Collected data
PR #421, opened 2016-06-20
Fix json-schema validation

andersoncardoso:
Hi, I believe I found two small issues on the jsonld-schema.

###  issue 1

A hidden U+FEFF char on the begining of the file was breaking some parsers, for example in ruby: 

```
content  = File.read('./schemas/jsonld-schema.json')
JSON.parse content  # raise an Error
```

### issue 2

The schema definition seems to have a validation mistake. I.e, almost any invalid json-ld would pass.

This happens because we are using a `anyOf` clause on the definitions, so if we provide an invalid `@context`, the validator will check for the next and one of them almost always pass. This way the json would be invalid only if context, common and graph are invalid at the same time. 

To fix, we just have to change to a `allOf` clause, i.e, each of the defintions must be valid at the same time.

To ilustrate this issue, I'm providing a small test below (it uses the `json-schema` rubygem):

```ruby
require 'json-schema'

puts JSON::Validator.validate('../json-ld.org/schemas/jsonld-schema.json', {}) ? 'ok' : 'NOPE!'
puts !JSON::Validator.validate('../json-ld.org/schemas/jsonld-schema.json', {'@id': true, '@context': 42}) ? 'ok' : 'NOPE!'

```

I hope this can help someone,

tks

### DIFF
--- a/schemas/jsonld-schema.json
+++ b/schemas/jsonld-schema.json
@@ -79,7 +79,7 @@
         }
     },
 
-    "anyOf": [
+    "allOf": [
         { "$ref": "#/definitions/context" },
         { "$ref": "#/definitions/graph" },
         { "$ref": "#/definitions/common" }
--- a/schemas/jsonld-schema.json
+++ b/schemas/jsonld-schema.json
@@ -44,8 +44,7 @@
                 },
                 "@type": {
                     "description": "Used to set the data type of a node or typed value.",
-                    "type": ["string", "null"],
-                    "enum": ["@id"]
+                    "type": ["string", "null"]
                 },
                 "@container": {
                     "description": "Used to set the default container type for a term.",
--- a/schemas/jsonld-schema.json
+++ b/schemas/jsonld-schema.json
@@ -1,7 +1,7 @@
-﻿{
+{
     "title": "Schema for JSON-LD",
     "$schema": "http://json-schema.org/draft-04/schema#",
-    
+
     "definitions":{
         "context": {
             "additionalProperties": true,


gkellogg:
The odd character in the file seems persistent, and may need the file to be replaced; we can see post-merge.

The change to `allOf` from `anyOf` seems problematic, as this would seem to require an `@graph` property, which does not necessarily need to be in a JSON-LD file. Otherwise, 👍 .

The schema was originally created by @madskristensen, who may want to weigh in.

andersoncardoso:
Hi @gkellogg, thanks for your fast reply =)

Maybe I'm missing something, but I believe the `@graph` property is not required, since any of the properties are on a `required` list.
Almost all json data I'm validating now with this schema doesn't have the `@graph` property and I haven't got any error so far.

for the hidden char, I've tried to re-clone my fork from scratch an then:

```bash
git checkout master
ruby -e "p File.read('./schemas/jsonld-schema.json').match(/\ufeff/) ? 'BOM' : 'ok'"
# >> "BOM"

git checkout fix-jsonld-schema
ruby -e "p File.read('./schemas/jsonld-schema.json').match(/\ufeff/) ? 'BOM' : 'ok'"
# >> "ok"
```

so it doesn't seems to be persistent, you are still getting this char on the file?

If I can help in any way to explore this further, let me know.

gkellogg:
> Maybe I'm missing something, but I believe the @graph property is not required, since any of the properties are on a required list.

Sorry, you're right, the fact that it's not on the `required` list should be sufficient. I'm only somewhat familiar with JSON Schema, so I'm sure I have some miss-understandings.

As a sanity test, it might be good to pass this against all of the (valid) JSON-LD files in the [/test-suite/tests](https://github.com/json-ld/json-ld.org/tree/master/test-suite/tests) directory to ensure these all validate with the schema, and if not, if that's intended.

PR #423, opened 2016-08-03
Playground button css fixed

ivikash:
Hey, 

The text in button's of playground didnt feel right, with this PR I intend to fix the padding issue

> Before
> screen shot 2016-08-03 at 3 21 00 pm
> 
> After
> screen shot 2016-08-03 at 3 28 31 pm

### DIFF
--- a/playground/playground.css
+++ b/playground/playground.css
@@ -7,6 +7,9 @@
   background-color: #fff;
 }
 
+.btn-pill{
+  padding: 0.6em 0.7em;
+}
 
 .btn.resizer{
   cursor: row-resize;
--- a/playground/playground.css
+++ b/playground/playground.css
@@ -7,7 +7,6 @@
   background-color: #fff;
 }
 
-
 .btn.resizer{
   cursor: row-resize;
   padding: .5px;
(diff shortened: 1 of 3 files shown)


dlongley:
If this kind of problem needs to be fixed, it should have some kind of bootstrap fix; I don't think we should start doing custom CSS for it.

ivikash:
Infact at first I thought the same. Lets make it generic. but then the form inside gist started breaking. So what I will do is, I will fix those in bootstrap.css itself :)

dlongley:
If we need to upgrade bootstrap, that's fine, but let's not make changes to bootstrap.css unless they are the types of fixes that would be submitted to that project directly. We should be able to use vanilla bootstrap properly to get a nice looking site.

ivikash:
Updated changes
screen shot 2016-08-03 at 11 48 06 pm

playground/playground.css
```diff
@@ -60,14 +56,15 @@
...
-}
-
 #page-playground .read-only {
   opacity: .6;
 }
 
+#page-playground .btn {
+  height: 30px;
+  padding: 0 0.7em;
+}
```
dlongley: Ideally, there wouldn't be anything custom required here at all. If the buttons still look wrong, we must not be doing something quite right with bootstrap. There default theme looks just fine (and we're trying to use that, AFAIK).

gkellogg:
This PR is languishing, we should either commit to close.

cc/ @msporny @davidlehn @dlongley @lanthaler.

Issue #110, opened 2012-04-26
More specific frame matching


gkellogg:
Currently, framing allows you to select subject definitions based on @type matching or duck typing for included properties. It allows value properties to be explicitly matched based on defining the property and excluding things that are undefined, but it does not allow you to be more specific about the types of values selected.

For example, DBPedia creates output in many languages, and it would be reasonable to frame to get just a specific language. This could be supported by adding more specific value matching. Consider the following:

Document:

```
{
  "rdfs:comment": [
    {"@value": "comment in english", "@language": "en"},
    {"@value": "commentar auf deutsch", "@language": "de"},
    {"@value": "日本語でのコメント", "@language": "ja"},
  ]
}
```

Frame:

```
{
  "@context": {},
  "rdfs:comment": {"@value": {}, "@language": "en"}
}
```

This might select only those values that match the specific language. Or, using a {} wildcard, only those values that have a defined language. The same could be used for @type: {}, when used in conjunction with@value. (We could also consider @language: false or @type: false to indicate that there is no language or type.

Using the array syntax, multiple values could be selected:

```
{
  "@context": {},
  "rdfs:comment": [
    {"@value": {}, "@language": "en"}
    {"@value": {}, "@language": "de"}
  ]
}
```

This could be extended to say that for a property, the {} wildcard only selects resources, and to select a value requires an explicit {"@value": {}} to be a value. Personally, I think that if you use {"@type": {}}, it's clear that you only want values which are resources, and that {} can remain a wildcard matching both values and resources.

gkellogg:
See "Frame Matching Algorithm" in https://rawgit.com/json-ld/json-ld.org/issue-110-frame-matching/spec/latest/json-ld-framing/index.html

Issue #424, opened 2016-09-08
JSON framing : support for multiple @id


abrisse:
JSON-LD framing should support multiple `@id` in order to "hook" multiple IRIs that have nothing in common in kind of relations (`@type` or whatsoever).

A solution would be to be able to accept arrays for `@id`.

``` json{
  "@context": {
    "dc": "http://purl.org/dc/elements/1.1/",
    "ex": "http://example.org/vocab#"
  },
  "@id": [
    "http://example.org/library",
    "http://example.org/kitchen"
  ]
}
```

Currently an error is returned : 

> Invalid JSON-LD syntax; `@id` value must be a string or an object.

Note: `@type` should accept multiple values too

Issue #377, opened 2014-11-26
Update framing spec to use new embed API


dlongley:
A new experimental embed API has been implemented in jsonld.js. Instead of using `"@embed": true/false`, three options for the `@embed` directive are available: `@always`, `@never`, and `@last`. The current framing behavior for `"@embed": true` matches that of `@last` which is the default. There's backwards compatibility support in jsonld.js for the previous `@embed` boolean flags.

I think this is a pretty good way forward for more powerful embedding w/framing. I recently simplified parts of the framing algorithm in jsonld.js related to embedding as well -- so I decided to make an issue here for tracking the need to update the framing spec. I think when we do an update, we should include this new API and we can look at the jsonld.js implementation to help simplify the algorithm prose. Thoughts?

See: https://github.com/digitalbazaar/jsonld.js/pull/68

Addresses: #119.

kevinSuttle:
@dlongley This is fascinating. I would love to hear your thoughts on how something like this would work on the effort currently underway: https://github.com/schemaorg/schemaorg/issues/created_by/kevinSuttle

kevinSuttle:
Also, is this issue still open? Looks like https://github.com/digitalbazaar/jsonld.js/pull/68 is closed and https://github.com/json-ld/json-ld.org/issues/119 probably should be.

lanthaler:
Yes, this issue is still open. We aren’t working on the specs at the moment.

gkellogg:
This is addressed in 5a3e50610ef7c1fc08f92a2a5b393ab9741c0c11. However, I think there's more room for discussion on @embed, and order dependency in general.

Issue #362, opened 2014-09-10
Spec Enhancement: Complex JSON-LD Framing support


pkuyken:
Currently JSON-LD Framing supports the "@explicit" : true option to allow only properties explicitly stated in the frame to be included in the framed graph output. This approach does not allow for a stricter framing that will only allow properties _and_ "rdf:type"s that are explicitly defined to be used in the framed output graph.  

For example given the following JSON-LD input:

``` json
[
  {
    "@id": "http://example.com/resource/initial",
    "@type": [
      "http://example.com/sample.owl#Resource",
      "http://example.com/hypermedia.owl#InitialState"
    ],
    "http://example.com/sample.owl#startDate": [
      {
        "@value": "2002-05-30T09:00:00",
        "@type": "http://www.w3.org/2001/XMLSchema#date"
      }
    ]
  }
]
```

And the following JSON-LD Frame:

``` json
{
  "@context": {
    "ex": "http://example.com/sample.owl#",
    "foaf": "http://xmlns.com/foaf/0.1/"
  },
  "@type": "ex:Resource",
  "@explicit": "@value",
  "foaf:name": {}
}
```

The desired ouput should be:

``` json
{
  "@context": {
    "ex": "http://example.com/sample.owl#",
    "foaf": "http://xmlns.com/foaf/0.1/"
  },
  "@graph": [
    {
      "@id": "http://example.com/resource/initial",
      "@type": "ex:Resource",
      "foaf:name": null
    }
  ]
}
```

I propose enhancing the "@explicit" option to support a wider variety of framing options.  In particular an option "@value" where the frame would only include those properties _and_ values that are explicitly mentioned in the frame.

This is similar to the approach used with @container and the proposed enhancement for @embed.

gkellogg:
Note that proposed CG updates to the framing spec updates `@embed` support: 5a3e50610ef7c1fc08f92a2a5b393ab9741c0c11. However, this use case would seem to address the desire to _only_ include values that are specified in the frame, in this case, limit the `@type` emitted to the intersection of the types in the frame and the types in the source. I don't see `@value` myself, but perhaps something like `@explicit: @frame` (take values from the frame, not the source, or `@explicit: @intersect` to take the intersection of values from the frame and the source.

Note that this is rather particular to `@type`, as other properties take just a single value, used for embedding or simple detection of property presence, rather than property value matching.

gkellogg:
See also #110.

gkellogg:
Closed by PR #437.

PR #437, opened 2016-11-08
Issue 110 frame matching

gkellogg:
This completes the work on issue #110. The exception is for question 3:

> Do we interpret `[ a, b ]` the value of subject's property should be `a` OR `b`?

This is different from any other framing (except for multiple values of `@type` and `@language` within a value pattern), and require more iteration during matching and framing.

This PR also updates the API document with framing-specific algorithm updates.

Until merged, see [json-ld-framing](https://rawgit.com/json-ld/json-ld.org/issue-110-frame-matching/spec/latest/json-ld-framing/index.html) and [json-ld-api](https://rawgit.com/json-ld/json-ld.org/issue-110-frame-matching/spec/latest/json-ld-api/index.html)


gkellogg:
When accepted, this will close #110, #362, #377, and #424.

spec/latest/common/terms.html
```diff
@@ -146,11 +146,9 @@
       tag as defined by [[!BCP47]]. The language tag MUST be well-formed according to
       <a href="http://tools.ietf.org/html/bcp47#section-2.2.9">section 2.2.9 Classes of Conformance</a>
       of [[!BCP47]], and is normalized to lowercase.</dd>
-    <dt><dfn data-lt="lists">list</dfn></dt><dd>
-      A <a>list</a> is an ordered sequence of <a>IRIs</a>,
-      <a>blank nodes</a>, and <a>JSON-LD values</a>.</dd>
     <dt><dfn>Linked Data</dfn></dt><dd>
       A set of documents, each containing a representation of a <a>linked data graph</a>.</dd>
+      <a>blank nodes</a>, and <a>JSON-LD values</a>.</dd>
```
dlongley: This looks like it got transposed ... and should be down lower in the `list` definition.

spec/latest/json-ld-api/index.html
```diff
@@ -1187,7 +1187,21 @@
         To begin, the <a>active property</a> is set to <code>null</code>,
         and <em>element</em> is set to the <a>JSON-LD input</a>.</p>
 
-      <ol class="algorithm">
+      <p>The algorithm also performs processing steps specific to expanding
+        a <a>JSON-LD Frame</a>. For a <a>frame</a>, the <code>@id</code> and
+        <code>@type</code> properties can accept an array of <a>IRIs</a> or
+        an empty <a>dictionary</a>. The properties of a <a>value object</a> can also
+        accept an <a>array</a> of <a>strings</a>, or an empty <a>dictionary</a>.
```
dlongley: Do we also need to accept JSON numbers, booleans, etc. for value objects?

spec/latest/json-ld-framing/index.html
```diff
@@ -484,8 +474,9 @@
                     as the sole member of a new <em>subjects</em> <a>array</a>,
                     the first value from <em>property</em> in <em>frame</em> as <em>frame</em>,
                     <em>output</em> as <em>parent</em>, and <em>property</em> as <em>active property</em>.</li>
-                  <li>Otherwise, append a copy of <em>item</em> to <a>active property</a> in
-                    <em>output</em>.</li>
+                  <li>Otherwise, if item matches using the <a href="#value-matching">Value matching algorithm</a>,
+                    where the <em>pattern</em> is taken from the first value from <em>property</em> in <em>frame</em>,
+                    append a copy of <em>item</em> to <a>active property</a> in <em>output</em>.</li>
```
dlongley: I think we may need to discuss what's going on here with using the first value as a pattern (to match, I presume in the value matching algorithm), but that can happen post merging this PR. This is at least a start for handling value matching, which we had nothing for previously.

spec/latest/json-ld-framing/index.html
```diff
@@ -552,34 +543,109 @@
...
+  <p>The Frame Matching Algorithm is used as part of the <a href="#framing-algorithm">Framing algorithm</a>
+    to determine if a particular <a>node object</a> matches the critera set in a <a>frame</a>.
+    In general, a node object matches a frame if it meets the matches on <code>@type</code>,
+    or <code>@id</code>,
+    or if it matches given one of several different properties (or all properties, if the
+    <a>require all flag</a> is present.).</p>
+
+  <p class="note">As matching is performed on expanded node objects, all values will be in the form of an array.</p>
+
+  <p>Node matching uses a combination of JSON constructs to match <em>any</em>, <em>no</em>, or <em>some</em> specific values:</p>
```
dlongley: Use of `no` here is a bit strange but I don't know if something like `zero` is better. Just noting that it was an odd read.

spec/latest/json-ld-framing/index.html
```diff
@@ -552,34 +543,109 @@
...
+  <dl>
+    <dt><code>[]</code> (<code><dfn>match none</dfn></code>)</dt>
+    <dd>An empty array matches no values, or a value which is, itself, an empty array.</dd>
```
dlongley: +1

spec/latest/json-ld-framing/index.html
```diff
@@ -552,34 +543,109 @@
...
+    <dt><code>{}</code> (<code><dfn>wildcard</dfn></code>)</dt>
+    <dd>An array containing an empty object
+      (after excluding the framing properties <code>@default</code>, <code>@embed</code>, <code>@explicit</code>, <code>@omitDefault</code>, and <code>@requireAll</code>)
+      matches any value that is present, and does not match if there are no values.</dd>
```
dlongley: +1. I don't know if this is true or not yet, but it would be nice if we could simplify by saying "after excluding any framing keywords", rather than having to enumerate them.

spec/latest/json-ld-framing/index.html
```diff
@@ -552,34 +543,109 @@
...
+    <dt><code>[<a>IRI</a>+]</code></dt>
+    <dd>One or more strings in the form of an IRI, used for matching on <code>@type</code> and <code>@id</code>.</dd>
```
dlongley: We might want to mention that the matching uses "or" semantics here.

spec/latest/json-ld-framing/index.html
```diff
@@ -552,34 +543,109 @@
...
+    <dt><code>[<a>node object</a>]</code> (<code><dfn>node pattern</dfn></code>)</dt>
+    <dd>A non-empty <a>node object</a>, used to match specific values using recursive node matching.</dd>
```
dlongley: Should this be called a node object or a frame/subframe?

spec/latest/json-ld-framing/index.html
```diff
@@ -552,34 +543,109 @@
...
+    <dt><code>[<a>value object</a>]</code> (<code><dfn>value pattern</dfn></code>)</dt>
+    <dd>A <a>value object</a>, used to match a specific value. Within a <a>value object</a>,
+      the values for <code>@value</code>, <code>@type</code>, and <code>@language</code>
+      may also be an array of one or more <a>string</a> values.</dd>
```
dlongley: Is this actually limited to a single value object -- given the above reference to using only the first value as the pattern?

spec/latest/json-ld-framing/index.html
```diff
@@ -552,34 +543,109 @@
...
+  </dl>
+
+<p>The frame matching algorithm takes the <a>framing state</a> (<em>state</em>),
+  a list of subjects to match from the <a>map of flattened subjects</a> (<em>subjects</em>),
+  a <a>frame</a> to match against (<em>frame</em>), and the <em>requireAll</em> flag
+  and returns a list of matched subjects by filtering each <em>node</em> in <em>subjects</em> as follows:</p>
+
+<p>Frame matching follows a cascade, first attempting to match on a particular <code>@id</code>, then
+  a particular <code>@type</code> (or lack of <code>@type</code>), then by matching on any or all
+  of a set of properties, if neither <code>@id</code>, nor <code>@type</code> are in the frame.</p>
```
dlongley: We might want to refer to this as an order of precedence. That being said, I agree with what's here.

spec/latest/json-ld-framing/index.html
```diff
@@ -552,34 +543,109 @@
...
+
+<ol class="algorithm">
+  <li><em>Node</em> matches if it has an <code>@id</code> property including any <a>IRI</a> in the <code>@id</code> property in <em>frame</em>.</li>
```
dlongley: Note: it may not be clear to people that: `"@id": []` won't work for capturing blank nodes ... because the flattened subject map will assign a blank node to everything (IIRC).

spec/latest/json-ld-framing/index.html
```diff
@@ -552,34 +543,109 @@
...
+  <li>If <em>requireAll</em> is <strong>true</strong>, <em>node</em> matches if all non-<a>keyword</a> properties (<em>property</em>) in <em>frame</em> match any of the following conditions.
+    Or, if <em>requireAll</em> is <strong>false</strong>, if any of the non-<a>keyword</a> properties (<em>property</em>) in <em>frame</em> match any of the following conditions.
+    For the <em>values</em> of each <em>property</em> from <em>frame</em> in <em>node</em>:
+    <ol class="algorithm">
+      <li>If <em>property</em> is <code>@type</code>:
+        <ol class="algorithm">
+          <li><em>Property</em> matches if the <code>@type</code> property in frame includes any <a>IRI</a> in <em>values</em>.</li>
+          <li>Otherwise, <em>property</em> matches if <em>values</em> is not empty and the <code>@type</code> property in <em>frame</em> is <code><a>wildcard</a></code>.</li>
+          <li>Otherwise, <em>property</em> matches if <em>values</em> is empty and the <code>@type</code> property in <em>frame</em> is <code><a>match none</a></code>.</li>
+          <li>Otherwise, <em>property</em> does not match.</li>
```
dlongley: LGTM

spec/latest/json-ld-framing/index.html
```diff
@@ -552,34 +543,109 @@
...
+        </ol>
+      </li>
+      <li>Otherwise, the value of <em>property</em> in <em>frame</em> MUST be empty, or an array
+        containing a valid <a>frame</a>.</li>
```
dlongley: Or what? Throw an error?

spec/latest/json-ld-framing/index.html
```diff
@@ -552,34 +543,109 @@
...
+      <li><em>Property</em> matches if <em>values</em> is empty, or non existant,
+        the value of <em>property</em> in <em>frame</em>
+        is a <a>dictionary</a> containing only the key <code>@default</code> with any value,
+        and any other property in <em>node</em> has a non-default match.</li>
+      <li><em>Node</em> does not match if <em>values</em> is not empty and the value of <em>property</em> in <em>frame</em> is <code><a>match none</a></code>, and further matching is aborted.</li>
```
dlongley: Switching between "property matches" and "node matches" was a bit confusing to me here. May be easier to understand when viewing w/styling.

spec/latest/json-ld-framing/index.html
```diff
@@ -552,34 +543,109 @@
...
+  </li>
+</ol>
+</section>
+
+<section id="value-matching">
+  <h2>Value Pattern Matching Algorithm</h2>
+
+  <p>The Value Pattern Matching Algorithm is used as part of the <a href="#framing-algorithm">Framing</a>
+    and <a href="#frame-matching">Frame Matching</a> algorithms. A value object
+    matches a value pattern using the <code><a>match none</a></code>, <code><a>wildcard</a></code>
```
dlongley: There are only two patterns listed here, but a comma is used. Is there supposed to be a third?

dlongley:
I've finished my review. I had a few minor comments and some editorial stuff to address, but overall, I think this is good and we should merge it. I need to get some implementation experience with the algorithm and see if the test inputs and outputs seem like they make sense.

There are some additions to the existing algorithm (e.g. value matching) but I only saw one breaking change -- which was how strict typing vs. duck typing are treated. I tentatively think this breaking change is for the better, so we should merge this. I'd like to confirm my feeling on that with some implementation experience when I can.

This is awesome. Thanks, Gregg!

spec/latest/json-ld-api/index.html
gkellogg: Yes, to be complete, we need to accept an array composed of anything that can be a value of `@value` in the JSON-LD grammar.

spec/latest/common/terms.html
gkellogg: What was transposed? I wanted to keep the terms in alphabetical order.

spec/latest/json-ld-api/index.html
```diff
@@ -3306,8 +3345,6 @@
                 <li>While <em>property</em> equals <code>rdf:rest</code>,
                   the <a>array</a> value of the member of <em>node usages map</em> associated with the <code>@id</code>
                   member of <code>node</code> has only one member,
-                  the value associated to the <code>usages</code> member of <em>node</em> has
-                  exactly 1 entry,
```
gkellogg: While I would like to revisit these algorithms with an eye towards removing implementation details and focusing on the intent of the algorithms, this seems to have been an accidental change, which I'll reverse.

spec/latest/json-ld-framing/index.html
```diff
@@ -301,7 +305,10 @@
       <a href="../json-ld-api/#compaction">Compacting</a>.</dd>
     <dt><code>@omitDefault</code></dt>
     <dd>Used in <a href="#framing">Framing</a> to override the
-      value of <a>omit default flag</a> within a specific frame.</dd>
+      value of <a>omit default flag</a> within a specific frame.
+      <div class="issue">Is this flag really useful? Easier to simply not have a default value,
+        if it shouldn't match.</div>
```
gkellogg: It's confusing naming. If a property value has `@omitDefault: true`, it will not generate a property with `null` in the output, or use the value of `@default`. Otherwise, we could just not put the `@default` in in the first place. An alternative would be to remove `@omitDefault` and _not_ add missing property values to the output without `@default`. We could then allow `@default: @null` to explicitly give a `null` value in the output.

spec/latest/json-ld-framing/index.html
gkellogg: We had discussed having multiple patterns in a frame, but I felt this to be a big step; we can indeed discuss later on.

spec/latest/json-ld-framing/index.html
gkellogg: `zero` is probably better.

spec/latest/json-ld-framing/index.html
gkellogg: Yes, I think we can simplify it.

spec/latest/json-ld-framing/index.html
gkellogg: Adding ", which allows a match on <em>any</em> of the listed IRIs."

spec/latest/json-ld-framing/index.html
gkellogg: We might want to define either the term subframe, or frame object so that we can use it consistently; this does tend to come up many different times. _Frame object_ could be defined as a kind of _node object_ extended with framing semantics.

spec/latest/json-ld-framing/index.html
gkellogg: There is only one _value pattern_, it's `@value` property may have multiple values for matching. Allowing multiple _value patterns` would make frame validation more difficult, and processing would need to do more iteration, so I've avoided this for now.

spec/latest/json-ld-framing/index.html
gkellogg: 👍

spec/latest/json-ld-framing/index.html
gkellogg: Should be any IRI or Blank Node in the `@id` property, with a note that flattening has the effect of ensuring that all _node objects_ have an `@id`, thus `@id: []` will match zero node objects.

spec/latest/json-ld-framing/index.html
```diff
@@ -552,34 +543,109 @@
...
+
+<p>Frame matching follows a cascade, first attempting to match on a particular <code>@id</code>, then
+  a particular <code>@type</code> (or lack of <code>@type</code>), then by matching on any or all
+  of a set of properties, if neither <code>@id</code>, nor <code>@type</code> are in the frame.</p>
+
+<ol class="algorithm">
+  <li><em>Node</em> matches if it has an <code>@id</code> property including any <a>IRI</a> in the <code>@id</code> property in <em>frame</em>.</li>
+  <li><em>Node</em> matches if frame has no non-<code>keyword</code> properties.</li>
+  <li>If <em>requireAll</em> is <strong>true</strong>, <em>node</em> matches if all non-<a>keyword</a> properties (<em>property</em>) in <em>frame</em> match any of the following conditions.
+    Or, if <em>requireAll</em> is <strong>false</strong>, if any of the non-<a>keyword</a> properties (<em>property</em>) in <em>frame</em> match any of the following conditions.
```
gkellogg: This is the conclusion I came to, but my understanding of the interplay between `@type` and `requireAll` was a bit different. We can re-visit after implementation experience.

spec/latest/json-ld-framing/index.html
gkellogg: The change is because we match a specific property rather than the whole node. If `requireAll` is set, all properties must have matched. Otherwise, any property. A mis-matching property does not necessarily cause the node match to fail.

spec/latest/json-ld-framing/index.html
```diff
@@ -552,34 +543,109 @@
...
+    <li>Let <em>v2</em>, <em>t2</em>, and <em>l2</em> be the values of <code>@value</code>, <code>@type</code>, and <code>@language</code> in <em>value pattern</em>, or <strong>null</strong> if none exists.</li>
+    <li><em>Value</em> matches <em>pattern</em> when pattern is <code><a>wildcard</a></code>, or:
+      <ol class="algorithm">
+        <li><em>v1</em> is in <em>v2</em>, or <em>v1</em> is not <strong>null</strong> and <em>v2</em> is <code><a>wildcard</a></code>, and</li>
+        <li><em>t1</em> is in <em>t2</em>, or <em>t1</em> is not <strong>null</strong> and <em>t2</em> is <code><a>wildcard</a></code>, or <strong>null</strong>, or <em>t1</em> is <code>null</code> and <em>t2</em> is <strong>null</strong> or <code><a>match none</a></code>, and</li>
+        <li><em>l1</em> is in <em>l2</em>, or <em>l1</em> is not <strong>null</strong> and <em>l2</em> is <code><a>wildcard</a></code>, or <strong>null</strong>, or <em>l1</em> is <code>null</code> and <em>l2</em> is <strong>null</strong> or <code><a>match none</a></code>.</li>
+      </ol>
```
gkellogg: 👍

spec/latest/common/terms.html
dlongley: Line 151 here is the second part of the list definition. It just didn't get properly copied down below to where you moved the list stuff.

spec/latest/common/terms.html
```diff
@@ -159,6 +157,8 @@
       A <a>linked data graph</a> is a generalized representation of a
       <cite><a href="http://www.w3.org/TR/rdf11-concepts/#dfn-rdf-graph">RDF graph</a></cite>
       as defined in [[!RDF-CONCEPTS]].</dd>
+    <dt><dfn data-lt="lists">list</dfn></dt><dd>
+      A <a>list</a> is an ordered sequence of <a>IRIs</a>,
```
dlongley: That list description should be pasted down here following line 161.

spec/latest/common/terms.html
dlongley: I added a note below around line 161 where it should go.

spec/latest/json-ld-framing/index.html
dlongley: I'm not opposed to changing this behavior around, especially if it is confusing. We should probably add a few examples to the test suite as use cases for this... just want to make sure it's easy for people to configure when defaults appear and when they do not with a reasonable level of granularity. This shouldn't hold up the PR, it's just a discussion/implementation experience thing to consider later.

spec/latest/json-ld-framing/index.html
dlongley: Ok. Fine for now, but we may want to be more explicit with telling people to throw errors (and which "type").

spec/latest/common/terms.html
gkellogg: Got it, thanks.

## [EXERCISE]
In the entries above, identify each line that includes the string "IRIs", then copy it.

## [ANSWER TO THIS TASK]
JSON-LD framing should support multiple `@id` in order to "hook" multiple IRIs that have nothing in common in kind of relations (`@type` or whatsoever).
-      A <a>list</a> is an ordered sequence of <a>IRIs</a>,
+        <code>@type</code> properties can accept an array of <a>IRIs</a> or
gkellogg: Adding ", which allows a match on <em>any</em> of the listed IRIs."
+      A <a>list</a> is an ordered sequence of <a>IRIs</a>,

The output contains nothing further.